From 1959 through 1976, a cable car system was built in stages that can take visitors as high as 3,800 metres (12,500 ft). There are a wide variety of routes up the mountain, but the normal route, which is free of crevasses, continues more or less straight up the slope from the end of the cable car system. During the summer, it is not uncommon for 100 people to be attempting the summit via this route each day. Winter ascents are rare, and are usually undertaken only by very experienced climbers. Elbrus is notorious for its brutal winter weather, and summit attempts are few and far between. The climb is not technically difficult, but it is physically arduous because of the elevations and the frequent strong winds. The average annual death toll on Elbrus is 15–30, primarily due to "many unorganized and poorly equipped" attempts to summit the mountain.[15]

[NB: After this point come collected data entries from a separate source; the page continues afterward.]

PR #549, opened 2020-12-16
Release 1.32.0 in trunk

AliSoftware:


WordPressAuthenticator.podspec
```diff
@@ -39,10 +39,10 @@ Pod::Spec.new do |s|
 
   s.dependency 'Gridicons', '~> 1.0'
   s.dependency 'GoogleSignIn', '~> 5.0.2'
-  s.dependency 'WordPressUI', '~> 1.7-beta'
 
   # Use a loose restriction that allows both production and beta versions, up to the next major version.
   # If you want to update which of these is used, specify it in the host app.
+  s.dependency 'WordPressUI', '~> 1.7-beta'
```
AliSoftware, line 45: Moved this here to make it clear that the `-beta` is expected for this one too for the same reason as WPKit and WPShared, explained by the above comment (did this since I almost bumped it to a non-beta when I did that release, but then remembered #529, so felt like a good idea to make it clear)

JavonDavis (approved):
LGTM! 🚢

Since 1986, Elbrus has been incorporated into Prielbrusye National Park, one of the Protected areas of Russia.

Elbrus should not be confused with the Alborz (also called Elburz) mountains in Iran, which also derive their name from the legendary mountain Harā Bərəzaitī in Persian mythology.

In 1997 a team led by the Russian mountaineer Alexander Abramov took a Land Rover Defender to the summit of the East Peak, breaking into the Guinness Book of Records.[16] The project took 45 days in total. They were able to drive the vehicle as high as the mountain huts at The Barrels (3,800 metres (12,500 ft)), but above this they used a pulley system to raise it most of the way. On the way down, a driver lost control of the vehicle and had to dive out. Although he survived the accident, the vehicle crashed into rocks and remains below the summit to this day.[17]

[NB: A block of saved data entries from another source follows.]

PR #553, opened 2020-12-23
Fix magic link issues.

diegoreymendez:
WPiOS PR: https://github.com/wordpress-mobile/WordPress-iOS/pull/15557
WPKit PR: https://github.com/wordpress-mobile/WordPressKit-iOS/pull/322

Please refer to the WPiOS PR for details and testing steps.

### DIFF
--- a/WordPressAuthenticator/Authenticator/WordPressAuthenticator.swift
+++ b/WordPressAuthenticator/Authenticator/WordPressAuthenticator.swift
@@ -134,8 +134,8 @@ import WordPressKit
 
     /// Attempts to process the specified URL as a WordPress Authentication Link. Returns *true* on success.
     ///
-    @objc public func handleWordPressAuthUrl(_ url: URL, rootViewController: UIViewController) -> Bool {
-        return WordPressAuthenticator.openAuthenticationURL(url, fromRootViewController: rootViewController)
+    @objc public func handleWordPressAuthUrl(_ url: URL, rootViewController: UIViewController, automatedTesting: Bool = false) -> Bool {
+        return WordPressAuthenticator.openAuthenticationURL(url, fromRootViewController: rootViewController, automatedTesting: automatedTesting)
     }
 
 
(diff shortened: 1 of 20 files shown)


WordPressAuthenticator/Authenticator/WordPressAuthenticator.swift
```diff
@@ -309,68 +305,91 @@ import AuthenticationServices
...
 
-
     /// Present a signin view controller to handle an authentication link.
     ///
     /// - Parameters:
     ///     - url: The authentication URL
-    ///     - rootViewController: The view controller to act as the presenter for the signin view controller.
-    ///                           By convention this is the app's root vc.
+    ///     - rootViewController: The view controller to act as the presenter for the signin view controller.  By convention this is the app's root vc.
+    ///     - automatedTesting: for calling this method for automated testing.  It won't sync the account or load any other VCs.
```
Gio2018, line 313: I wonder if there's another way to call this method in unit tests without using a flag? Perhaps we can inject a `Storyboard` instance, which could be nil in case of testing? Not sure if it's possible in this case, but the flag might be harder to maintain and could lead to bugs that are not immediately visible.

WordPressAuthenticator/Credentials/WordPressComCredentials.swift
```diff
@@ -19,17 +19,19 @@ public struct WordPressComCredentials: Equatable {
     /// The site address used during login
     ///
     public var siteURL: String
-
-    /// Designated initializer
+    
+    private let wpComURL = "https://wordpress.com"
```
Gio2018, line 23: "https://wordpress.com" is used in multiple locations; maybe not in this PR, but I'm wondering if it makes sense to consolidate the constant in just one place?

Gio2018 (commented):
Hey @diegoreymendez , this looks generally good, just had a couple of comments.

WordPressAuthenticator/Credentials/WordPressComCredentials.swift
diegoreymendez: While I agree with the observation, it was my feeling that trying to address this as part of these PRs is a bit beyond scope.  I think consolidating these constants requires some analysis of its own that would risk causing scope creep in these PRs.

WordPressAuthenticator/Authenticator/WordPressAuthenticator.swift
diegoreymendez: I agree this isn't ideal, but it was the best solution in terms of simplicity and scope-tightness that I could find.

In my modest opinion the reason I'm having to do this is because the code isn't well architected.  I could try to inject the code to "continue" but the problem is that this method exists at the boundary between WPiOS and WPAuth... meaning that the logic for spawning the VCs is defined now within WPAuth, and if I made that code injectable, it would need to be moved to WPiOS.

I don't know if that makes sense, but basically injecting logic would mean moving that logic to all host Apps (WCiOS, WPiOS, Woo, etc).

As in the reply below though - I don't particularly disagree... the reason I chose the boolean instead is to cause the smallest possible impact as part of a bugfix (since these PRs are not really enhancements).

Gio2018: I see. If the price is to have an impact on all the apps, then we should probably leave as it is for now.

WordPressAuthenticator/Credentials/WordPressComCredentials.swift
Gio2018: Totally. I noticed this here but it needs not to be addressed in this PR.

Gio2018 (approved):
:shipit:

diegoreymendez:
Thanks Gio!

In 2016, Russian climbers Artyom Kuimov and Sergey Baranov entered the Guinness Book of World Records by reaching the summit of Elbrus on ATVs.[18]

Due to the North Caucasus insurgency travel to Mount Elbrus has become increasingly difficult. The U.S. State Department has issued a travel advisory against climbing the mountain, as well as travel to the North Caucasian Federal District in general, due to the risk of terrorism and political instability.[19]

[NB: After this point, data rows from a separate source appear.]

PR #558, opened 2021-01-08
Bump podspec to 1.33.0-beta.5

ctarda:
We pushed a [commit](https://github.com/wordpress-mobile/WordPressAuthenticator-iOS/commit/f3ec73993dd73757f6b923e1b087bd085bc24eaa) to develop by accident (oops) so it's time to bump the podspec.

The change pushed to develop directly is innocuous so I don't think it's necessary to revert it and go through a formal PR review. We can consider this PR as the 👍  associated to that diff. 😊 

## Changes
* Bumped the podspec version to 1.33.0-beta.4

## How to test
* Check that CI is ✅

### DIFF
--- a/WordPressAuthenticator.podspec
+++ b/WordPressAuthenticator.podspec
@@ -1,6 +1,6 @@
 Pod::Spec.new do |s|
   s.name          = "WordPressAuthenticator"
-  s.version       = "1.33.0-beta.3"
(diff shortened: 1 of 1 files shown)


ctarda:
The commit in question was incorporated into PR #553, which also bumped the podspec, so this is not necessary anymore. Closing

Refuges In 1929, eleven scientists erected a small hut at 4,160 metres and called it "Priyut 11" (Refuge of the 11). At the same site, a larger hut for 40 people was built in 1932.

A wilderness hut was built in 1933 in the saddle between the two summits but collapsed after only a few years. Its remains can still be seen.

In 1939, the Soviet Intourist travel agency built yet another structure a little above the "Priyut 11" site at 4,200 metres, covered in aluminium siding. It was meant to accommodate western tourists, who were encouraged to climb Mount Elbrus in commercial, guided tours at the time to bring in foreign currency.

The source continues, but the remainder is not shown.